*Stored data entries*.
PR #10930, opened 2021-08-24
Clean up added work_type processing for mesh_code branch

AlanCoding:
This undos some more changes from the original PoC that are no longer relevant.

still testing.

### DIFF
--- a/awx/main/managers.py
+++ b/awx/main/managers.py
@@ -10,6 +10,7 @@ from django.conf import settings
 
 from awx.main.utils.filters import SmartFilter
 from awx.main.utils.pglock import advisory_lock
+from awx.main.utils.common import get_capacity_type
 from awx.main.constants import RECEPTOR_PENDING
 
 ___all__ = ['HostManager', 'InstanceManager', 'InstanceGroupManager', 'DeferJobCreatedManager']
@@ -207,6 +208,8 @@ class InstanceGroupManager(models.Manager):
         if name not in graph:
             graph[name] = {}
         graph[name]['consumed_capacity'] = 0
+        for capacity_type in ('execution', 'control'):
+            graph[name][f'consumed_{capacity_type}_capacity'] = 0
         if breakdown:
             graph[name]['committed_capacity'] = 0
             graph[name]['running_capacity'] = 0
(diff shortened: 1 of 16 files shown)


awx/main/managers.py
```diff
@@ -160,7 +160,10 @@ def get_or_register(self):
             from awx.main.management.commands.register_queue import RegisterQueue
 
             pod_ip = os.environ.get('MY_POD_IP')
-            registered = self.register(ip_address=pod_ip)
+            if settings.IS_K8S:
+                registered = self.register(ip_address=pod_ip, node_type='control')
+            else:
+                registered = self.register(ip_address=pod_ip)
```
AlanCoding, line 167: @shanemcd this split may not be necessary if `AWX_AUTO_DEPROVISION_INSTANCES` is 100% synonymous with `IS_K8S`... and maybe it is, but I don't have a firm understanding of all of these knobs.

shanemcd: I think it technically is at this point, but I can see a scenario in the future where we want to use `AWX_AUTO_DEPROVISION_INSTANCES` in VM-land.

beeankha (approved):
:+1:

awx/main/scheduler/task_manager.py
```diff
@@ -87,7 +87,21 @@ def after_lock_init(self):
         instances_by_hostname = {i.hostname: i for i in instances_partial}
 
         for rampart_group in InstanceGroup.objects.prefetch_related('instances'):
-            self.graph[rampart_group.name] = dict(graph=DependencyGraph(), capacity_total=rampart_group.execution_capacity, consumed_capacity=0, instances=[])
+            self.graph[rampart_group.name] = dict(
+                graph=DependencyGraph(),
+                execution_capacity=0,
+                control_capacity=0,
+                consumed_capacity=0,
```
AlanCoding, line 94: We don't count total available capacity, but we do count total consumed capacity. This is only used for writing log messages, which I don't want to muck with.

In the API, we do report total capacity, which is also something I don't want to mess with, because it should be the same as execution capacity in all cases except for the control plane group.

*What is expected*. Set the data above down again in full, exactly as it reads.

*Output of the exercise*.
PR #10930, opened 2021-08-24
Clean up added work_type processing for mesh_code branch

AlanCoding:
This undos some more changes from the original PoC that are no longer relevant.

still testing.

### DIFF
--- a/awx/main/managers.py
+++ b/awx/main/managers.py
@@ -10,6 +10,7 @@ from django.conf import settings
 
 from awx.main.utils.filters import SmartFilter
 from awx.main.utils.pglock import advisory_lock
+from awx.main.utils.common import get_capacity_type
 from awx.main.constants import RECEPTOR_PENDING
 
 ___all__ = ['HostManager', 'InstanceManager', 'InstanceGroupManager', 'DeferJobCreatedManager']
@@ -207,6 +208,8 @@ class InstanceGroupManager(models.Manager):
         if name not in graph:
             graph[name] = {}
         graph[name]['consumed_capacity'] = 0
+        for capacity_type in ('execution', 'control'):
+            graph[name][f'consumed_{capacity_type}_capacity'] = 0
         if breakdown:
             graph[name]['committed_capacity'] = 0
             graph[name]['running_capacity'] = 0
(diff shortened: 1 of 16 files shown)


awx/main/managers.py
```diff
@@ -160,7 +160,10 @@ def get_or_register(self):
             from awx.main.management.commands.register_queue import RegisterQueue
 
             pod_ip = os.environ.get('MY_POD_IP')
-            registered = self.register(ip_address=pod_ip)
+            if settings.IS_K8S:
+                registered = self.register(ip_address=pod_ip, node_type='control')
+            else:
+                registered = self.register(ip_address=pod_ip)
```
AlanCoding, line 167: @shanemcd this split may not be necessary if `AWX_AUTO_DEPROVISION_INSTANCES` is 100% synonymous with `IS_K8S`... and maybe it is, but I don't have a firm understanding of all of these knobs.

shanemcd: I think it technically is at this point, but I can see a scenario in the future where we want to use `AWX_AUTO_DEPROVISION_INSTANCES` in VM-land.

beeankha (approved):
:+1:

awx/main/scheduler/task_manager.py
```diff
@@ -87,7 +87,21 @@ def after_lock_init(self):
         instances_by_hostname = {i.hostname: i for i in instances_partial}
 
         for rampart_group in InstanceGroup.objects.prefetch_related('instances'):
-            self.graph[rampart_group.name] = dict(graph=DependencyGraph(), capacity_total=rampart_group.execution_capacity, consumed_capacity=0, instances=[])
+            self.graph[rampart_group.name] = dict(
+                graph=DependencyGraph(),
+                execution_capacity=0,
+                control_capacity=0,
+                consumed_capacity=0,
```
AlanCoding, line 94: We don't count total available capacity, but we do count total consumed capacity. This is only used for writing log messages, which I don't want to muck with.

In the API, we do report total capacity, which is also something I don't want to mess with, because it should be the same as execution capacity in all cases except for the control plane group.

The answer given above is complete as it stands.